La Cnil ainsi que la DGFiP soulignent toutefois que l’avis de la Commission n’est pas suspensif ou impératif. Il constitue davantage une sorte d’idéal « au maximum de ce que la Cnil peut recommander » en termes de protection des données personnelles explique Hervé Machi. « On peut toujours en demander plus », ajoute-t-il.

Une amélioration en matière de confidentialité…

Concernant l’accès au service, ouvert à n’importe quel internaute ayant les identifiants requis, la Cnil rappelle que le système de justificatif, limité à une page, remplace la délivrance d’un avis d’imposition complet de 4 pages, sur lequel figure davantage d’informations. De la sorte, « le SVAIR constitue un progrès car le justificatif ne présente que les éléments strictement nécessaires au contrôle des informations et contient moins d’informations personnelles » que l’avis d’imposition complet.

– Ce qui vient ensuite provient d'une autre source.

PR #742, opened 2024-03-26
Load pull request draft status from GraphQL API

### LINKED ISSUE #741: has_successful_status causes review requests while PR has draft status
If I interpret the docs correctly:

>  Automatically request reviewers when a Pull Request is opened
>   if this rule is pending, there are no assigned reviewers, and if the
>   Pull Request is not in Draft.

`request_review` should not request reviews if the PR has draft status.

The behaviour seems correct with this config:

```
  - name: Approval
    requires:
      count: 2
      teams:
        - "xxx"
    options:
      allow_author: false
      allow_non_author_contributor: true
      invalidate_on_push: true
      ignore_edited_comments: true
      ignore_update_merges: true
      request_review:
        enabled: true
        mode: random-users
        count: 3
      methods:
        comments: []
        github_review: true
```

but after adding a `has_successful_status` condition, reviews are requested when the checks pass even if the PR remains in draft:

```
  - name: Approval
    if:
      has_successful_status:
        - "checks"
    requires:
      count: 2
      teams:
        - "xxx"
    options:
      allow_author: false
      allow_non_author_contributor: true
      invalidate_on_push: true
      ignore_edited_comments: true
      ignore_update_merges: true
      request_review:
        enabled: true
        mode: random-users
        count: 3
      methods:
        comments: []
        github_review: true
```

(Thanks for a great app btw)

bluekeyes:
Back in 2019, we disabled this field because it was part of a GraphQL preview. As a result, IsDraft was always false for PRs that we loaded via the GraphQL query. For the most part, this doesn't matter, but can cause problems with reviewer requests triggered via webhooks (like status events) that do not provide complete pull request details.

This field has been out of preview for a long time now and is available in all supported versions of GitHub, so it should be safe to load.

Fixes #741.

### DIFF
--- a/pull/github.go
+++ b/pull/github.go
@@ -1000,9 +1000,7 @@ type v4PullRequest struct {
 	State     string
 
 	IsCrossRepository bool
-
-	// This field is in GraphQL Preview, so don't ask for it just yet
-	IsDraft bool `graphql:""`
+	IsDraft           bool
 
 	HeadRefOID     string
 	HeadRefName    string


asvoboda (approved):
It's always nice fixing an old "temporary" fix from a few years ago (#125)

Issue #627, opened 2023-08-22
Confusing behavior with skipped checks.


Andrei-Predoiu:
I set up the following rule setup due to git API not reporting our "tests" statuses until they are finished.

The goal is to not require approval for dependabot if the test pass but require approvals from everyone else even if the tests pass. 
Instead, when someone other than dependabot makes a PR, the step is skipped and they can merge without approval.

What is the correct way to set my rule up?

![image](https://github.com/palantir/policy-bot/assets/5424946/f62b98b8-b688-4ac8-a0cb-8ea7c0eb20fc)

```
policy:
  approval:
    - or:
      - and:
          - tests passed
          - owner has approved
      - and:
          - dependabot is making the PR
          - or:
              - tests passed
              - owner has approved
  disapproval:
    requires:
      organizations:
        - "org"
approval_rules:
  - name: tests passed
    if:
      has_successful_status:
        - "security checks"
        - "tests"
    requires:
      count: 0
  - name: owner has approved
    requires:
      count: 1
      teams:
        - "org/team"
  - name: dependabot is making the PR
    if:
      has_author_in:
        users:
          - "dependabot[bot]"
          - "dependabot-circleci[bot]"
    requires:
      count: 0
```

bluekeyes:
The way we usually solve this is to directly make the `tests` status a required status check in GitHub. This way, the policy only reflects approval.

If you need to combine this all in the policy for some reason (maybe you want human developers to be able to ignore failing tests if they have approval), try combining the conditions in a single rule:

```yaml
policy:
  approval:
    - or:
      - owner has approved
      - depandabot PR has passing tests
  disapproval:
    requires:
      organizations:
        - "org"

approval_rules:
  - name: owner has approved
    requires:
      count: 1
      teams:
        - "org/team"
  - name: dependabot PR has passing tests
    if:
      has_author_in:
        users:
          - "dependabot[bot]"
          - "dependabot-circleci[bot]"
      has_successful_status:
        - "security checks"
        - "tests"
    requires:
      count: 0
```

misund:
In your suggested config, the `dependabot PR has passing tests` rule will be satisfied while the `security checks` and `tests` status checks are pending, even if they eventually will fail or time out. That is the confusing behavior.

The key name is `has_successful_status`, but the behavior is more like "does not have unsuccessful status".

Andrei-Predoiu:
[...]

PR #750, opened 2024-04-04
Accept successful status checks as approval

bluekeyes:
Many users have requested a way to write policies that conditionally require status checks, for instance by only requiring passing tests for automated dependency update pull requests. While Policy Bot has a predicate for status checks, in practice it was hard to write these types of policies using predicates, because they skips the rule when the status is missing/pending/failed, instead of leaving the rule pending.

This change makes it possible to require passing status checks as an approval condition for a rule. For conditional status check policies, this means you can write rules that remain pending until the passing status checks are present. It's also possible to combine status check approval with normal actor-based approval.

See #627

### DIFF
--- a/README.md
+++ b/README.md
@@ -420,15 +420,14 @@ requires:
   # requests for details.
   permissions: ["write"]
 
-  # Deprecated: use 'permissions: ["admin"]'
+  # "statuses" is a list of status checks that must be successful for the rule
+  # to count as approved. If set, statuses are an additional requirement beyond
+  # the approvals required by "count".
   #
-  # Allows approval by admins of the org or repository
-  # admins: true
-
-  # Deprecated: use 'permissions: ["write"]'
-  #
-  # Allows approval by users who have write on the repository
-  # write_collaborators: true
+  # For example, if "count" is 1 and "statuses" contains the "build" and "test"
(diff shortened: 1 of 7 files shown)


Andrei-Predoiu:
Thanks for tackling this topic, your changes would add some much awaited functionality.
Firstly, this only works for statuses and it would be nice to work for all rules.
In policy bot the rules are the ones that are skipped or passed.
My suggestion  is to add a new parameter to all rules that can change the behavior so a rule cannot be skipped. Something like "enforce" or "mandatory"

Fx:
```yaml
- name: dependabot is making the PR
  mandatory: true
  if:
    has_author_in:
      users:
        - "dependabot[bot]"
        - "dependabot-circleci[bot]"
```

bluekeyes:
Thanks for the suggestion. I don't think the idea of a `mandatory` field fits well with the rest Policy Bot's design, as it changes the behavior and meaning of predicates, but I think I understand the behavior you'd like to see. 

I created an alternate proposal in #752 that adds a new `conditions` field to the `requires` section. This field can accept any key that is currently allowed in the `if` block, but instead of skipping or enabling the rule, it will contribute to the approved or pending status.

bluekeyes:
Closing in favor of #752.

PR #752, opened 2024-04-06
Add support for approval conditions

bluekeyes:
Many users try to use Policy Bot as a general purpose rule engine, constructing policies that enforce things about status checks, labels, and other conditions. This was poorly supported because predicates skip rules when the conditions don't match, whereas users working in this model expect the rule to apply, but remain in the pending state.

This commit introduces the concept of "conditions", which are predicates that count toward approval. All of the existing predicates tests are available, but when used as a condition they control whether the rule is pending or approved, instead of active or skipped.

Conditions can combine with regular approval requirements, but I expect most uses will either use predicates and regular approval or conditions without additional approval.

Due to limitations in how predicates work internally, the details UI shows limited information about conditions. I hope to fix this in a follow-up, but I wanted to separate the main change from the predicate refactoring.

Finally, this adds a new README section explaining how to design a policy and what all the different terms mean.

I'm open to a different name for this new feature, since it's easy to accidentally say "condition" when talking about predicates, but I couldn't think of anything else that fit better.

This is an alternative to #750, which only works for status checks. See also #627.

### DIFF
--- a/README.md
+++ b/README.md
@@ -20,6 +20,7 @@ UI to view the detailed approval status of any pull request.
 [required status check]: https://help.github.com/articles/enabling-required-status-checks/
 [required reviews]: https://help.github.com/articles/about-required-reviews-for-pull-requests/
 
+- [Designing Policies](#designing-policies)
 - [Configuration](#configuration)
   - [policy.yml Specification](#policyyml-specification)
   - [Approval Rules](#approval-rules)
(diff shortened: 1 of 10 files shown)


README.md
```diff
@@ -40,11 +41,83 @@ UI to view the detailed approval status of any pull request.
...
+When writing a rule, you can react to the state of pull request by using either
+predicates or required conditions. When would you use one over the other?
+
+* Use **predicates** to enable a rule when a pull request is in a specific
+  state (or to skip the rule when a pull request is _not_ in that state.)
+  Predicates are useful when you want special approval requirements like
+  requiring extra approval for files that involve security or automatically
+  approving dependency updates.
+
+* Use **conditions** when the pull request state itself is important for
```
TomVanGreevenbroek, line 107: Did you mean `requirements` here?

README.md
```diff
@@ -40,11 +41,83 @@ UI to view the detailed approval status of any pull request.
...
+* `skipped` - one or more predicates are not true
+* `error` - something went wrong while evaluating the rule
+
+For the purposes of the `and` and `or` operators:
+
+* `approved` is equivalent to `true`
+* `pending` and `error` are equivalent to `false`
+* `skipped` completely removes the rule from the condition
+
+### Predicates vs Conditions
```
TomVanGreevenbroek: Did you mean `Requirements` instead of `Conditions` here? Or maybe in line 75 you mean to put `Conditions` rather than `Requirements`

Andrei-Predoiu:
I think this is a good solution.

server/templates/details.html.tmpl
```diff
@@ -213,6 +221,11 @@
 
 {{define "result-reviews-count"}}This rule requires at least {{.Count}} approval{{if gt .Count 1}}s{{end}}{{end}}
 
+{{define "result-conditions-details"}}
+  {{/* TODO(bkeyes): this is a placeholder until I can refactor predicate rendering */}}
```
asvoboda, line 225: If this something you want to do in a follow up PR?

asvoboda (dismissed):
This seems like a pretty straightforward approach to including conditions.

I'm less certain about how we'd want to use this internally, but it seems like a relatively friendly feature to include for oss.

server/templates/details.html.tmpl
bluekeyes: Yeah, trying to refactor the predicate display in this PR was going to overwhelm the actual changes.

README.md
bluekeyes: Updated to use "required conditions" - "requirements" includes both normal review/approval from users and the new conditions feature, so I want to distinguish between them.

nvelat (approved):

bluekeyes:
If you are able to deploy snapshot versions, this feature is now available in the `palantirtechnologies/policy-bot:snapshot` image for testing.

PR #755, opened 2024-04-10
feat: changed_files.exclude_paths

### LINKED ISSUE #754: Feature Request: Predicate to skip rule if a file was changed
### Situation

We are running into limitations with policy bot and would like a new feature. 

Given 2 PRs which should each trigger a rule specific to them 
- PR 1 - trigger rule 1 and skip rule 2 
  - a file is introduced: `foo/bar.json
  - an assortment of miscellaneous files are edited at the root or in many other directories
  - no files in `foo/archive/` are touched
- PR 2 - trigger rule 2 and skip rule 1
	- the file is moved: `foo/bar.json -> foo/archive/bar.json`

In this exact scenario, there's no way simple way to create a rule which would apply two rules separately. This is because there's no way to negate/exclude certain paths explicitly. If go supported negative look-ahead regex statements, this would not be a problem.

<details>
<summary>Current Rule Predicates (Convoluted)</summary>

```yaml
- name: Rule 1
    if:
      # The idea here is to include all possible file changes during PR 1.
      # There is no way to negate paths, so we have to create an exhaustive list.
      # Which will effectively allow us to negate paths, by excluding them from the list.
      # Purposefully Ignored Paths
      # - .github/
      # - foo/*/ (for the purpose of excluding directory/archive)
      # - node_modules/
      only_changed_files:
        paths:
          # json changes in root directory - ie. no / in the path/filename
          - "^[a-zA-Z0-9_.-]+json$"
          # specific dot files in root directory
          # changed files in directory/* but not in directory/*/* (ie. no subdirectories)
          - "^foo/[^/]+$"
          # changes in every other subdirectory (allows recursive subdirectories)
          - "^directory-1/.*"
          - "^directory-2/.*"
# ...

- name: Rule 2 
    if:
      changed_files:
        paths:
          - "^foo/archive/.*"
...
```

</details>

### Proposed Feature

Have a `excludePaths` feature for the `changed_files` predicate. 

Behaviour:

* `changed_files` is satisfied if:
  * any file in the pull request matches any regular expression in the "paths" list, and every file in the pull request does not match any regular expression in the `excludePaths` list
  * If the "ignore" list is present, files in the pull request matching these regular expressions are ignored by both the `paths` and `excludePaths` rules

### Solution

Having a functionality similar to the proposed `excludePaths` in `changed_files` would solve the above scenario we are facing because we could negate files explicitly, rather than having to try and negate files by creating an exhaustive list with `only_changed_files`.
- Example solution with changed files and exclude paths:  `paths: "^foo/a-zA-Z0-9_.-+$"` and `excludePaths: "^foo/archive/.*`

---

I already have some local changes which I believe implement this functionality. Figured I'd open an issue and see if there's any alternatives suggested for negating files ~~before I PR this~~.

erikburt:
Adds a field to the `changed_files` predicate that allows you to exclude paths, ensuring that the rule is not applied if a file matching an entry in `changed_files.exclude_paths` is present.

---

Closes #754

### DIFF
--- a/README.md
+++ b/README.md
@@ -20,6 +20,7 @@ UI to view the detailed approval status of any pull request.
 [required status check]: https://help.github.com/articles/enabling-required-status-checks/
 [required reviews]: https://help.github.com/articles/about-required-reviews-for-pull-requests/
 
+- [Designing Policies](#designing-policies)
 - [Configuration](#configuration)
   - [policy.yml Specification](#policyyml-specification)
   - [Approval Rules](#approval-rules)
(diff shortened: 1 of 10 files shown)


palantirtech:
Thanks for your interest in [palantir/policy-bot](https://github.com/palantir/policy-bot), @erikburt! Before we can accept your pull request, you need to sign our contributor license agreement - just visit https://cla.palantir.com/ and follow the instructions. Once you sign, I'll automatically update this pull request.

Reste que le service est accessible au premier venu qui dispose des identifiants, même si ces derniers ne sont pas si simples à obtenir. Or, le SVAIR ne requiert aucune authentification particulière. Hervé Machi affirme qu’un système d’identification plus protecteur aurait été « très difficile à mettre en œuvre » et que le ministère de l’Economie et des Finances n’a pas jugé « opportun » de renforcer cet aspect du SVAIR.

… pas assez aboutie ?

Un avis que ne partage pas Thiébaut Devergranne, spécialiste des risques juridiques en droit des nouvelles technologies et auteur du blog Donneespersonnelles.fr. Selon lui, il était tout à fait envisageable de mettre en place un système de signature électronique ou d’empreinte numérique, de manière à restreindre l’accès au justificatif aux seuls « usagers professionnels » visés. « L’étude de sécurité n’a pas été aussi aboutie qu’elle aurait pu l’être », argumente-t-il.

Aussi, le SVAIR ne répond pas tout à fait aux obligations de l’article 34 de la loi Informatique et libertés : celui-ci précise que « le responsable du traitement [ici la DGFiP, NDLR] est tenu de prendre toutes précautions utiles, au regard de la nature des données et des risques présentés par le traitement, pour préserver la sécurité des données et, notamment, empêcher (…) que des tiers non autorisés y aient accès ».

 

Que faire si vous n’êtes pas d’accord avec l’utilisation de vos données ?

Le SVAIR a pour finalité d’authentifier la véracité des informations ou des documents transmis par un contribuable à sa banque, à la CAF ou à son bailleur. Puisqu’il s’agit d’un « traitement de puissance publique », il n’est pas possible de s’opposer au traitement des données personnelles. Une disposition tout à fait légale au regard de l’article 38 de la loi de 1978 et « très courante » selon Hervé Machi. Pour autant, un contribuable qui soupçonne un détournement de cette finalité peut tout à fait se faire entendre. Il peut ainsi adresser une plainte auprès de la Cnil, qui étudiera la question. Cette plainte peut être formulée même si le contribuable ne s’appuie que sur des suppositions.